- [WHAT TO DO]
Your response should be the complete set of records, reproduced exactly.

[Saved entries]
PR #4504, opened 2024-06-19
chore: Remove simp from `Option.elim`, replace with individal simp lemmas

BoltonBailey:
This PR removes the `simp` attribute from `Option.elim` and adds it to two related simp lemmas, `Option.elim_none` and `Option.elim_some`.

This PR comes from some discussion [here](https://leanprover.zulipchat.com/#narrow/stream/287929-mathlib4/topic/optionEquivLeft_apply.20simp/near/438321459) about `simps!` feeling too aggressive in unfolding this lemma.

### DIFF
--- a/src/Init/Data/Option/Basic.lean
+++ b/src/Init/Data/Option/Basic.lean
@@ -123,9 +123,6 @@ def merge (fn : α → α → α) : Option α → Option α → Option α
   | some x, _, f => f x
   | none, y, _ => y
 
-@[simp] theorem elim_none (b) (f : α → β) : none.elim b f = b := rfl
-@[simp] theorem elim_some (a) (b) (f : α → β) : (some a).elim b f = f a := rfl
-
 /-- Extracts the value `a` from an option that is known to be `some a` for some `a`. -/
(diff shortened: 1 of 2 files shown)


BoltonBailey:
This rebase command does not seem to affect the PR in any way. I am not really sure what to do to be able to see if and how this breaks mathlib.

leodemoura:
@BoltonBailey Have tried to squash your commits before executing the command? Another option is to use 
```
git reset --hard origin/nightly-with-mathlib
git cherry-pick 1c29870c1aa
git cherry-pick 4554124b873
```

BoltonBailey:
`origin`, which in this case is my fork of this repo, does not have a `nightly-with-mathlib` branch, so I don't think that will work. I could try the "squash"ing option, but it seems like it would require me to learn something called "interactive rebasing".

semorrison:
> `origin`, which in this case is my fork of this repo, does not have a `nightly-with-mathlib` branch, so I don't think that will work. I could try the "squash"ing option, but it seems like it would require me to learn something called "interactive rebasing".

Replace `origin` with the name of the upstream referring to this repository?

PR #4768, opened 2024-07-17
fix: do not ban `..` with a `.` on the next line

eric-wieser:
Without this change,
```lean
example : True := by
  refine' trivial ..
  . trivial
```
is a parse error.

### DIFF
--- a/tests/lean/run/4768.lean
+++ b/tests/lean/run/4768.lean
@@ -1,3 +1,9 @@
+/-!
+Test that `..` tokens do not break nearby `.`s.
+
+Note that this tests specifically for issues with `.` that are not present with `·`.
+-/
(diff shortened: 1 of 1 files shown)


Kha:
Why is this a draft?

eric-wieser:
It has no tests yet and the description says it should be draft if I haven't filed an issue first.

eric-wieser:
I've added the test from the description

Kha:
Thanks. Please add a modulo docstring to the test describing its purpose as mentioned in testing.md

eric-wieser:
Sorry for the delay, the docstring is now present.

eric-wieser:
awaiting-review

PR #4772, opened 2024-07-17
feat: functional induction for mutual structural recursion

nomeata:


nomeata:
Todo:
* Let-bind duplicated terms (or introduce `.mutual_brecOn`.
* Unify PProd handling in the various modules.

src/Lean/Meta/Tactic/FunInd.lean
```diff
@@ -690,6 +710,22 @@ def deriveUnaryInduction (name : Name) : MetaM Name := do
     { name := inductName, levelParams := us, type := eTyp, value := e' }
   return inductName
 
+-- TODO: put in a better position
+/--  Given `foo.mutual_induct`, defined `foo.induct`, `bar.induct` etc.  -/
```
nomeata, line 714:
```suggestion
/--
Given `foo.mutual_induct`, defined `foo.induct`, `bar.induct` etc.
Used for well-founded and structural recursion.
-/
```

PR #4774, opened 2024-07-17
feat: generalized `Parsec`

hargoniX:
For experimentation by @the-sofi-uwu.

I also have an efficient number parser in LeanSAT that I am planning to upstream after we have sufficiently bikeshed this change.


TwoFX:
By switching around the namespaces and naming you have practically guaranteed to break every single downstream user of `Lean.Parsec`. Do we have an idea how many people are affected by this? Are the error messages comprehensible so that affected users know what they need to do? Can we avoid the breakage entirely in some way?

PR #4781, opened 2024-07-18
fix: make "use `set_option diagnostics true" message conditional on current setting

kmill:
It is confusing that the message suggesting to use the `diagnostics` option is given even when the option is already set. This PR makes use of lazy message data to make the message contingent on the option being false.

It also tones down the promise that there is any diagonostic information available, since sometimes there is nothing to report.

Suggested by Johan Commelin.

### DIFF
--- a/tests/lean/run/1163.lean
+++ b/tests/lean/run/1163.lean
@@ -16,7 +16,7 @@ error: failed to synthesize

- [RESPONSE AREA]
PR #4504, opened 2024-06-19
chore: Remove simp from `Option.elim`, replace with individal simp lemmas

BoltonBailey:
This PR removes the `simp` attribute from `Option.elim` and adds it to two related simp lemmas, `Option.elim_none` and `Option.elim_some`.

This PR comes from some discussion [here](https://leanprover.zulipchat.com/#narrow/stream/287929-mathlib4/topic/optionEquivLeft_apply.20simp/near/438321459) about `simps!` feeling too aggressive in unfolding this lemma.

### DIFF
--- a/src/Init/Data/Option/Basic.lean
+++ b/src/Init/Data/Option/Basic.lean
@@ -123,9 +123,6 @@ def merge (fn : α → α → α) : Option α → Option α → Option α
   | some x, _, f => f x
   | none, y, _ => y
 
-@[simp] theorem elim_none (b) (f : α → β) : none.elim b f = b := rfl
-@[simp] theorem elim_some (a) (b) (f : α → β) : (some a).elim b f = f a := rfl
-
 /-- Extracts the value `a` from an option that is known to be `some a` for some `a`. -/
(diff shortened: 1 of 2 files shown)


BoltonBailey:
This rebase command does not seem to affect the PR in any way. I am not really sure what to do to be able to see if and how this breaks mathlib.

leodemoura:
@BoltonBailey Have tried to squash your commits before executing the command? Another option is to use 
```
git reset --hard origin/nightly-with-mathlib
git cherry-pick 1c29870c1aa
git cherry-pick 4554124b873
```

BoltonBailey:
`origin`, which in this case is my fork of this repo, does not have a `nightly-with-mathlib` branch, so I don't think that will work. I could try the "squash"ing option, but it seems like it would require me to learn something called "interactive rebasing".

semorrison:
> `origin`, which in this case is my fork of this repo, does not have a `nightly-with-mathlib` branch, so I don't think that will work. I could try the "squash"ing option, but it seems like it would require me to learn something called "interactive rebasing".

Replace `origin` with the name of the upstream referring to this repository?

PR #4768, opened 2024-07-17
fix: do not ban `..` with a `.` on the next line

eric-wieser:
Without this change,
```lean
example : True := by
  refine' trivial ..
  . trivial
```
is a parse error.

### DIFF
--- a/tests/lean/run/4768.lean
+++ b/tests/lean/run/4768.lean
@@ -1,3 +1,9 @@
+/-!
+Test that `..` tokens do not break nearby `.`s.
+
+Note that this tests specifically for issues with `.` that are not present with `·`.
+-/
(diff shortened: 1 of 1 files shown)


Kha:
Why is this a draft?

eric-wieser:
It has no tests yet and the description says it should be draft if I haven't filed an issue first.

eric-wieser:
I've added the test from the description

Kha:
Thanks. Please add a modulo docstring to the test describing its purpose as mentioned in testing.md

eric-wieser:
Sorry for the delay, the docstring is now present.

eric-wieser:
awaiting-review

PR #4772, opened 2024-07-17
feat: functional induction for mutual structural recursion

nomeata:


nomeata:
Todo:
* Let-bind duplicated terms (or introduce `.mutual_brecOn`.
* Unify PProd handling in the various modules.

src/Lean/Meta/Tactic/FunInd.lean
```diff
@@ -690,6 +710,22 @@ def deriveUnaryInduction (name : Name) : MetaM Name := do
     { name := inductName, levelParams := us, type := eTyp, value := e' }
   return inductName
 
+-- TODO: put in a better position
+/--  Given `foo.mutual_induct`, defined `foo.induct`, `bar.induct` etc.  -/
```
nomeata, line 714:
```suggestion
/--
Given `foo.mutual_induct`, defined `foo.induct`, `bar.induct` etc.
Used for well-founded and structural recursion.
-/
```

PR #4774, opened 2024-07-17
feat: generalized `Parsec`

hargoniX:
For experimentation by @the-sofi-uwu.

I also have an efficient number parser in LeanSAT that I am planning to upstream after we have sufficiently bikeshed this change.


TwoFX:
By switching around the namespaces and naming you have practically guaranteed to break every single downstream user of `Lean.Parsec`. Do we have an idea how many people are affected by this? Are the error messages comprehensible so that affected users know what they need to do? Can we avoid the breakage entirely in some way?

PR #4781, opened 2024-07-18
fix: make "use `set_option diagnostics true" message conditional on current setting

kmill:
It is confusing that the message suggesting to use the `diagnostics` option is given even when the option is already set. This PR makes use of lazy message data to make the message contingent on the option being false.

It also tones down the promise that there is any diagonostic information available, since sometimes there is nothing to report.

Suggested by Johan Commelin.

### DIFF
--- a/tests/lean/run/1163.lean
+++ b/tests/lean/run/1163.lean
@@ -16,7 +16,7 @@ error: failed to synthesize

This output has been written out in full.